Personal Injury

Upward trend in retirement age affects economic loss theory

When considering retirement age as part of the theory of economic loss in personal injury cases, a cautious approach is required – particularly with younger plaintiffs, Toronto critical injury lawyer Dale Orlando writes in Lawyers Weekly.

“In cases where a person is unlikely to return to work or has returned to work but is likely to have to retire earlier than otherwise would have been the case, a major part of the theory revolves around the person’s expected retirement age but for the accident. While each case turns on its own facts, to some extent both plaintiff counsel and defence counsel will base their theories on a presumed retirement age,” says Orlando, partner with McLeish Orlando LLP.

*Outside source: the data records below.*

PR #1711, opened 2022-09-06
Fix Steam TOTP

### LINKED ISSUE #1710: Steam new TOTP
Similar to #1703 steam has a new interface for handling TOTPs. Keepassxc-browser currently does not identify the field as totp and one has to copy/paste to fill in. It would be nice if the extensions handle this field correctly. Thanks!

image

varjolintu:
Steam also uses a segmented 2FA, but with five alphanumerics instead of six numbers. Some hard-coded requirements for the six char length is changed to a more dynamic implementation when doing the fill.

Needs to be tested properly. Steam locked my account temporarily when making the fix..

Fixes #1710.

### DIFF
--- a/keepassxc-browser/content/fields.js
+++ b/keepassxc-browser/content/fields.js
@@ -1,5 +1,7 @@
 'use strict';
 
+const DEFAULT_SEGMENTED_TOTP_FIELDS = 6;
+
 /**
  * @Object kpxcFields
  * Provides methods for input field handling.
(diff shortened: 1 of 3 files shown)


keepassxc-browser/content/fields.js
```diff
@@ -92,9 +92,12 @@ kpxcFields.getSegmentedTOTPFields = function(inputs, combinations) {
...
         return;
     }
-    const addTotpFieldsToCombination = function(inputFields) {
+
+    let exceptionFound = false;
+
+    const addTotpFieldsToCombination = function(inputFields, ignoreLength = false) {
         const totpInputs = Array.from(inputFields).filter(e => e.nodeName === 'INPUT' && e.type !== 'password' && e.type !== 'hidden');
-        if (totpInputs.length === 6) {
+        if (totpInputs.length === 6 || ignoreLength) {
```
droidmonkey, line 100: How about instead we add a "expectedDigits" variable and default its value to 6.

droidmonkey (approved):

keepassxc-browser/content/fields.js
varjolintu: Good idea.

droidmonkey: Ok not too concerned, you can merge

PR #1726, opened 2022-09-17
Allow filling TOTP without a combination

### LINKED ISSUE #1649: Can't fill TOTP on app.clickup.com
## Expected Behavior
Autofill TOTP fields or manually after using the keyboard shortcut.

## Current Behavior
Upon autofill/when clicking the autofill button the extension shows the "No TOTP found" dialog:
image

When using the keyboard shortcut nothing happens except a logged error in the console:
image
image

## Debug info

KeePassXC - 2.7.1
KeePassXC-Browser - 1.7.12
Operating system: Windows 10
Browser: Firefox 102

varjolintu:
At some pages there's no combination detected for the TOTP. It should still be able to fill using the context menu.

Fixes #1649.

### DIFF
--- a/keepassxc-browser/content/fill.js
+++ b/keepassxc-browser/content/fill.js
@@ -169,7 +169,7 @@ kpxcFill.fillTOTPFromUuid = async function(el, uuid) {
 
 // Set normal or segmented TOTP value
 kpxcFill.setTOTPValue = function(elem, val) {
-    if (kpxc.combinations.length === 0) {
+    if (kpxc.credentials.length === 0) {
         logDebug('Error: Credential list is empty.');
         return;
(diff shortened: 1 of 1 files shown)


droidmonkey (approved):
So this was a typo? Oopsie

varjolintu:
@droidmonkey Combination is a predefined "struct" of all detected fields. In this case there's only TOTP field and it's not detected so there's no combination available.

Previously a fix for this was done here: https://github.com/keepassxreboot/keepassxc-browser/pull/1573 but it didn't cover a case like this. However, I still need to check a few things for this.

droidmonkey:
Gotcha make sense

Issue #1727, opened 2022-09-18
Reconnect and fill from keyboard shortcuts and context menu


varjolintu:
## Expected Behavior

The extension should make an automatic reconnect and fill when using the context menu or keyboard a shortcuts for filling. The functionality would be similar to https://github.com/keepassxreboot/keepassxc-browser/pull/1676 and https://github.com/keepassxreboot/keepassxc-browser/pull/1708.

## Current Behavior

Filling from context menu or keyboard shortcut doesn't reconnect. Only clicking the Username Icon works.

## Possible solutions
Make the reconnect function more generic that can be called from multiple objects/classes.

## Debug info

KeePassXC - 2.7.1
KeePassXC-Browser - 1.8.3-dev
Operating system: Mac/Win/Linux
Browser: Chrome/Firefox/Vivaldi/Chromium

PR #1728, opened 2022-09-18
Automatically reconnect on keyboard shortcuts

3nt3:
Relevant issue #1727 

This PR adds calls to a `reconnect()` function when the following actions are fired

- `fill_user_pass_with_specific_login`
- `fill_username_password`
- `fill_password`
- `fill_totp`

The logic for `reconnect()` is identical to that which is used for the onClick listener on the username icon.

### DIFF
--- a/keepassxc-browser/content/keepassxc-browser.js
+++ b/keepassxc-browser/content/keepassxc-browser.js
@@ -833,28 +833,20 @@ browser.runtime.onMessage.addListener(async function(req, sender) {
         } else if (req.action === 'clear_credentials') {
             kpxc.clearAllFromPage();
         } else if (req.action === 'fill_user_pass_with_specific_login') {
-            try {
-                await kpxc.reconnect();
-            } catch (_) {}
+            await kpxc.reconnect();
             kpxcFill.fillFromPopup(req.id, req.uuid);
         } else if (req.action === 'fill_username_password') {
-            try {
-                await kpxc.reconnect();
-            } catch (_) {}
+            await kpxc.reconnect();
             sendMessage('page_set_manual_fill', ManualFill.BOTH);
             await kpxc.receiveCredentialsIfNecessary();
             kpxcFill.fillInFromActiveElement();
         } else if (req.action === 'fill_password') {
-            try {
-                await kpxc.reconnect();
-            } catch (_) {}
+            await kpxc.reconnect();
             sendMessage('page_set_manual_fill', ManualFill.PASSWORD);
             await kpxc.receiveCredentialsIfNecessary();
             kpxcFill.fillInFromActiveElement(true); // passOnly to true
         } else if (req.action === 'fill_totp') {
-            try {
-                await kpxc.reconnect();
-            } catch (_) {}
+            await kpxc.reconnect();
             await kpxc.receiveCredentialsIfNecessary();
             kpxcFill.fillFromTOTP();
         } else if (req.action === 'fill_attribute' && req.args) {
@@ -883,7 +875,7 @@ browser.runtime.onMessage.addListener(async function(req, sender) {
 });
 
 // automatically reconnect to KeePassXC
-// returns true if reconnected
+// returns true if connected afterwards
 kpxc.reconnect = async function() {
     // Try to reconnect if KeePassXC is not currently connected
     const connected = await sendMessage('is_connected');
@@ -891,9 +883,7 @@ kpxc.reconnect = async function() {
         const reconnectResponse = await sendMessage('reconnect');
         if (!reconnectResponse.keePassXCAvailable) {
             kpxcUI.createNotification('error', tr('errorNotConnected'));
-            throw "not connected";
         }
-        return true;
     }
-    return false;
-}
+    return await sendMessage('is_connected');
+};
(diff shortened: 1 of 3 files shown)


varjolintu:
Please revert the code cleaning from the PR and only commit relevant changes.

3nt3:
I moved the `reconnect()` function to `global.js` which I hope is a good place for it and used it in the username field logic as well. Hope this PR is okay now.

Btw it would be nice to add a `.prettierrc` or something comparable to the project since editorconfig seems to not have that many options (trailing comma, quote style etc.)

keepassxc-browser/content/username-field.js
```diff
@@ -123,19 +123,8 @@ const iconClicked = async function(field, icon) {
...
-    if (!connected) {
-        const reconnectResponse = await sendMessage('reconnect');
-        if (!reconnectResponse.keePassXCAvailable) {
-            kpxcUI.createNotification('error', tr('errorNotConnected'));
-            return;
-        }
-
-        reconnected = true;
-    }
+    let reconnected = await reconnect();
```
varjolintu, line 127: This is not working as intended. Please see the original function.

varjolintu:
> I moved the `reconnect()` function to `global.js` which I hope is a good place for it and used it in the username field logic as well. Hope this PR is okay now.
> 
> Btw it would be nice to add a `.prettierrc` or something comparable to the project since editorconfig seems to not have that many options (trailing comma, quote style etc.)

It's enough if the function is moved under `kpxc`. In `global.js` it can be accessed from background and content scripts + from HTML pages, so it's too visible there.

For the code cleaning, there are no "pretty" rules for anything right now, but still, those should be done in a different PR and not be mixed by this.

keepassxc-browser/content/username-field.js
3nt3: oof, I'll look into it again 🙃

keepassxc-browser/content/username-field.js
```diff
@@ -119,22 +119,27 @@ UsernameFieldIcon.prototype.createIcon = function(field) {
...
+    try {
+        reconnected = await kpxc.reconnect();
+    } catch (_) {
+        return;
+    }
 
-    const databaseHash = await sendMessage('check_database_hash');
-    if (databaseHash === '') {
+    const databaseHash = await sendMessage("check_database_hash");
+    if (databaseHash === "") {
```
varjolintu, line 135: Please don't change `'` to `"`.

keepassxc-browser/content/keepassxc-browser.js
```diff
@@ -833,16 +833,28 @@ browser.runtime.onMessage.addListener(async function(req, sender) {
         } else if (req.action === 'clear_credentials') {
             kpxc.clearAllFromPage();
         } else if (req.action === 'fill_user_pass_with_specific_login') {
+            try {
```
varjolintu, line 836: Would it be easier to do one try/catch inside the actual function? If it's even needed.

3nt3: inside `reconnect`? that would defeat the purpose of being able to "return" an error and also a boolean

varjolintu: I mean.. why not returning false instead of throw?

droidmonkey: There is no sense for try catch,  remove all that. The only error you provide is 'not connected' which is obviously deduced with a boolean.

3nt3: > I mean.. why not returning false instead of throw?

because there is a difference between not connecting and there being an error connecting. [The username field checks for that and returns prematurely](https://github.com/keepassxreboot/keepassxc-browser/pull/1728/files#diff-a8d53233fe21da0571fddbcbecb85e2055b697c4e0c96328670f06c3f4deb3afR131)

3nt3: but that check also isn't really critical so I can just change `reconnect()` to return if we're connected, instead of if the connection state changed

keepassxc-browser/content/keepassxc-browser.js
```diff
@@ -869,3 +873,17 @@ browser.runtime.onMessage.addListener(async function(req, sender) {
...
+
+// automatically reconnect to KeePassXC
+// returns true if connected afterwards
+kpxc.reconnect = async function() {
+    // Try to reconnect if KeePassXC is not currently connected
+    const connected = await sendMessage('is_connected');
+    if (!connected) {
+        const reconnectResponse = await sendMessage('reconnect');
+        if (!reconnectResponse.keePassXCAvailable) {
+            kpxcUI.createNotification('error', tr('errorNotConnected'));
```
droidmonkey, line 885: `return false;` after this line

keepassxc-browser/content/keepassxc-browser.js
```diff
@@ -869,3 +873,17 @@ browser.runtime.onMessage.addListener(async function(req, sender) {
...
+        }
+    }
+    return await sendMessage('is_connected');
```
droidmonkey, line 888: `return true;`

droidmonkey (changes requested):

droidmonkey (approved):

varjolintu (approved):

keepassxc-browser/content/keepassxc-browser.js
```diff
@@ -869,3 +873,18 @@ browser.runtime.onMessage.addListener(async function(req, sender) {
         }
     }
 });
+
+// automatically reconnect to KeePassXC
```
varjolintu, line 877: Just a nitpick, but capital case letter is expected here :)

3nt3:
Can this be merged?

varjolintu:
> Can this be merged?

Yes. Doing it now :) Thanks for the fix!

PR #1743, opened 2022-10-08
Update autocomplete.js

onthegocode:
Updating for loop to modern forEach method to loop over node list and remove class.


droidmonkey (approved):

onthegocode:
Thank you very much for the approval!

PR #1756, opened 2022-10-28
Update eslint rules, add `.prettierignore` file, fix some formatting, and fix some bugs

stefansundin:
Heya,

I originally was just going to add a `.prettierignore` that ignored everything (somehow my VSCode insists on formatting the code even though I'm using `"prettier.requireConfig": true`), but then I decided to also see if I could fix some formatting and maybe find some bugs.

I think I managed to find some minor things. I put an inline comment on a potential mistake. I fixed a `content_security_policy` bug in `manifest.json`.

I suspect it would be hard to adopt prettier for the whole repository. There are some issues like https://github.com/prettier/prettier/issues/3805 that makes it annoying to fully adopt. But with this setup it is easy to temporarily enable and maybe adopt some styling conventions incrementally.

But, he adds, many defence theories are based on the notion that people are retiring earlier than in previous generations, although recent data shows an upward trend in retirement age as life expectancy is increasing and many cannot afford to retire.

“The life expectancy for females has increased from 61 to 84 years from 1920 to 2011, and from 59 to 80 years for males. Statistics Canada also predicts that by 2036 the average life expectancy could reach 88.4 years for females and 85.4 years for males,” says Orlando.

“A 2012 Statistics Canada report on retirement ages sets out that in 2009, a 50-year-old worker could expect to continue working for an average of 16 more years (16.3 years for men and 16.1 years for women), which means retiring at the age of 66,” he adds.

“To suggest that a plaintiff that is currently 25 years of age would likely retire at age 60, but for their injuries, ignores the current trends with regard to overall life expectancy,” writes Orlando.